** ENTRIES PROVIDED follows **
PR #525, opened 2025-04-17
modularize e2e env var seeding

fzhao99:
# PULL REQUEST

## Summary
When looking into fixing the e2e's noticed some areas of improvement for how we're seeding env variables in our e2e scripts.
** End of ENTRIES PROVIDED **
** ENTRIES PROVIDED follows **
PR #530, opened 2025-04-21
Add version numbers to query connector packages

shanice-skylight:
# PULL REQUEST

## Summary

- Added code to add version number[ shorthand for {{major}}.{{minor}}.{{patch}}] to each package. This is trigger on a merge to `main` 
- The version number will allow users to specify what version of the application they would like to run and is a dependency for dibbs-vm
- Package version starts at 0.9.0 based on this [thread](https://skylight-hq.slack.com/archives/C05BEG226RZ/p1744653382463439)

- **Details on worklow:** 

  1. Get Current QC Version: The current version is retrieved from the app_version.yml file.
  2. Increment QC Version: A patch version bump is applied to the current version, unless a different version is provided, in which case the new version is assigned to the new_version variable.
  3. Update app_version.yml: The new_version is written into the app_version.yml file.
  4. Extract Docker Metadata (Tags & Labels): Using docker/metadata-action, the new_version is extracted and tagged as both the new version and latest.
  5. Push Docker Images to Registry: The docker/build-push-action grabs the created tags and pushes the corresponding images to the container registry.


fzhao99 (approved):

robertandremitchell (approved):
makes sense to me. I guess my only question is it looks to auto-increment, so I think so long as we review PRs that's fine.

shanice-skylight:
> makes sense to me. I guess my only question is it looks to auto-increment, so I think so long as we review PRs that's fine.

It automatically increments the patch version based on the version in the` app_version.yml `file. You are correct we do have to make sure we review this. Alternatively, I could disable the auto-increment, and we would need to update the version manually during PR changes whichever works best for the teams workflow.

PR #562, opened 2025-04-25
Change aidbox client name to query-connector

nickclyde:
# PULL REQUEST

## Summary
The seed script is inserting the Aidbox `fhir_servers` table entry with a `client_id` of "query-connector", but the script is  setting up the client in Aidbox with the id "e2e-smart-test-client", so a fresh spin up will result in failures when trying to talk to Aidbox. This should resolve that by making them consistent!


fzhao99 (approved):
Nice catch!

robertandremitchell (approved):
** End of ENTRIES PROVIDED **
** ENTRIES PROVIDED follows **
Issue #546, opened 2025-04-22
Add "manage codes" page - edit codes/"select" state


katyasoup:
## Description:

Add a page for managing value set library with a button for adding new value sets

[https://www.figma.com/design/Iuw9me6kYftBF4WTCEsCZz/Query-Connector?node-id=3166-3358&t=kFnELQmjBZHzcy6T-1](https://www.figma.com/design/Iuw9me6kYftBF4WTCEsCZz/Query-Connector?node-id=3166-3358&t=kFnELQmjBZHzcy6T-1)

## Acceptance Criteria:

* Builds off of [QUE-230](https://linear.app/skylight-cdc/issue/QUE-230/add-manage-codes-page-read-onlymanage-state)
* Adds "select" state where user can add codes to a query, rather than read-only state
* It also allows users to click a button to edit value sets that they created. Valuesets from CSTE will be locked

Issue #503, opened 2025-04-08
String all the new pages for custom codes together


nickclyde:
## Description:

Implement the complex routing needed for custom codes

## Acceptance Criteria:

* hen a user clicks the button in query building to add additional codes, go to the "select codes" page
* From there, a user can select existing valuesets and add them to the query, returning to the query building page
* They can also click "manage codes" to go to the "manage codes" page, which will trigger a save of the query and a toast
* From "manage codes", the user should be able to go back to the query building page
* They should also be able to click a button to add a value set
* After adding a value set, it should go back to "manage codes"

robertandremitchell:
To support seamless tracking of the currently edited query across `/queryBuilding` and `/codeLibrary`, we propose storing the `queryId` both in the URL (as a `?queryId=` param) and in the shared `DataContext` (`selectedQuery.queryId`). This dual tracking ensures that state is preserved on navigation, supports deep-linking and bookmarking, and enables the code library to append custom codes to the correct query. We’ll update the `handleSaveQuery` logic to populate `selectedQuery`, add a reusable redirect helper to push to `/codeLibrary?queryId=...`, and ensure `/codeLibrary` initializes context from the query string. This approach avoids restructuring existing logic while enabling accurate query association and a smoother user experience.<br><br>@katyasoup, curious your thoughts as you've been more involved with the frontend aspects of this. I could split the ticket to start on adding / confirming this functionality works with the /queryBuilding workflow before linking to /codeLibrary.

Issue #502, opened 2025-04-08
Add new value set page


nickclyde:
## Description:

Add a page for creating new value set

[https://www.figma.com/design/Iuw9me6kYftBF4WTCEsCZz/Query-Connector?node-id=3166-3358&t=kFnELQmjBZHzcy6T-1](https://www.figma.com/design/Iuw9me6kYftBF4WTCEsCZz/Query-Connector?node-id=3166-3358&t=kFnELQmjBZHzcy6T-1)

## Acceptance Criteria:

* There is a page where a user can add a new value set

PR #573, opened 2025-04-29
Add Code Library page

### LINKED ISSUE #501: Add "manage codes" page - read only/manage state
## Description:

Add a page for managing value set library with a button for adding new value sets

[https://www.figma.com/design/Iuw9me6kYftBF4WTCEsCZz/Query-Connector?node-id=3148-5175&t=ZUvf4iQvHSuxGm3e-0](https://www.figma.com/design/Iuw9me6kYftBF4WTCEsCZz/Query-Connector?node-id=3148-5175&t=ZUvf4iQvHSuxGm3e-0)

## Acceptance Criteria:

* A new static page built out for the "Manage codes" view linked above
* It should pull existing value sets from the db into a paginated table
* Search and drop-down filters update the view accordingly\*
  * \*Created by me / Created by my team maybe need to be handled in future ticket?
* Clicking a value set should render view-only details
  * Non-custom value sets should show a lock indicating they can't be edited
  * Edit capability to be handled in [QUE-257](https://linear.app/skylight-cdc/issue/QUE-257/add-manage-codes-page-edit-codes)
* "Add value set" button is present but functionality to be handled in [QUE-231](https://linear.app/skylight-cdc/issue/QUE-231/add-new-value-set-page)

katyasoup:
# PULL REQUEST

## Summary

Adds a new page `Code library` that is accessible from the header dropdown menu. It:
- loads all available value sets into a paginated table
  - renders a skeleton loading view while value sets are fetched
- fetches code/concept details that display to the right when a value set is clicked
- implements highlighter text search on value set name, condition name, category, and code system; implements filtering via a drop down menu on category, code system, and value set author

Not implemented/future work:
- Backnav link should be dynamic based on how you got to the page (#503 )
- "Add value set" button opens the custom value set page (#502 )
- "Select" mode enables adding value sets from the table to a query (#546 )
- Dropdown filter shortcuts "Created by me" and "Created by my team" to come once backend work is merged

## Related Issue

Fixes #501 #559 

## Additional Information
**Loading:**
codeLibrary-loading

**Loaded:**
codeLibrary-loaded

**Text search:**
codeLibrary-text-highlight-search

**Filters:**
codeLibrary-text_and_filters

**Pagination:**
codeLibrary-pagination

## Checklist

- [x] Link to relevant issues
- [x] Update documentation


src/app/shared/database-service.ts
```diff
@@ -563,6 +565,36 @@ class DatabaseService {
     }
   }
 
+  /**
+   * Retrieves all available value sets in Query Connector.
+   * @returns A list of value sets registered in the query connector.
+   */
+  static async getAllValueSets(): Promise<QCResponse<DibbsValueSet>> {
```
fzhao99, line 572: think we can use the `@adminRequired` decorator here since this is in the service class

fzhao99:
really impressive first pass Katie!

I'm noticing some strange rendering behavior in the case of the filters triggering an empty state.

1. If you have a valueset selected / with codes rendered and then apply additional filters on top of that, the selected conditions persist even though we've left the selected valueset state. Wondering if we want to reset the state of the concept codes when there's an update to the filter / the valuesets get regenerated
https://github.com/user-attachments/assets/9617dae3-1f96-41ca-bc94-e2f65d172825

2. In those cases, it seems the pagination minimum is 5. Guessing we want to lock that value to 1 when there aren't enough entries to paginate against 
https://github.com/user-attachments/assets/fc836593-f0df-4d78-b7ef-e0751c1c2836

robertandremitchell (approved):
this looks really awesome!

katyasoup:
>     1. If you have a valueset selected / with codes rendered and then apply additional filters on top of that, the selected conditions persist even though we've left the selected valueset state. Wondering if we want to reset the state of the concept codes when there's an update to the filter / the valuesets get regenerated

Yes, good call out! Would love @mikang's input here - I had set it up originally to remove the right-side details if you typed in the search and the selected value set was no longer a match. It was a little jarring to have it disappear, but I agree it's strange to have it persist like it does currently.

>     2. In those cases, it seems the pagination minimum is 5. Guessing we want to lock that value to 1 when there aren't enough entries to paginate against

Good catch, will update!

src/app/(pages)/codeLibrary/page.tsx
** End of ENTRIES PROVIDED **
- _WHAT YOU HAVE TO DO_
Extract the lines of the preceding material that run from the line with "- The version" through the line with "PR #562, opened 2025-04-25", inclusive, reproducing them exactly and adding nothing.

- _TASK RESPONSE_
- The version number will allow users to specify what version of the application they would like to run and is a dependency for dibbs-vm
- Package version starts at 0.9.0 based on this [thread](https://skylight-hq.slack.com/archives/C05BEG226RZ/p1744653382463439)

- **Details on worklow:** 

  1. Get Current QC Version: The current version is retrieved from the app_version.yml file.
  2. Increment QC Version: A patch version bump is applied to the current version, unless a different version is provided, in which case the new version is assigned to the new_version variable.
  3. Update app_version.yml: The new_version is written into the app_version.yml file.
  4. Extract Docker Metadata (Tags & Labels): Using docker/metadata-action, the new_version is extracted and tagged as both the new version and latest.
  5. Push Docker Images to Registry: The docker/build-push-action grabs the created tags and pushes the corresponding images to the container registry.


fzhao99 (approved):

robertandremitchell (approved):
makes sense to me. I guess my only question is it looks to auto-increment, so I think so long as we review PRs that's fine.

shanice-skylight:
> makes sense to me. I guess my only question is it looks to auto-increment, so I think so long as we review PRs that's fine.

It automatically increments the patch version based on the version in the` app_version.yml `file. You are correct we do have to make sure we review this. Alternatively, I could disable the auto-increment, and we would need to update the version manually during PR changes whichever works best for the teams workflow.

PR #562, opened 2025-04-25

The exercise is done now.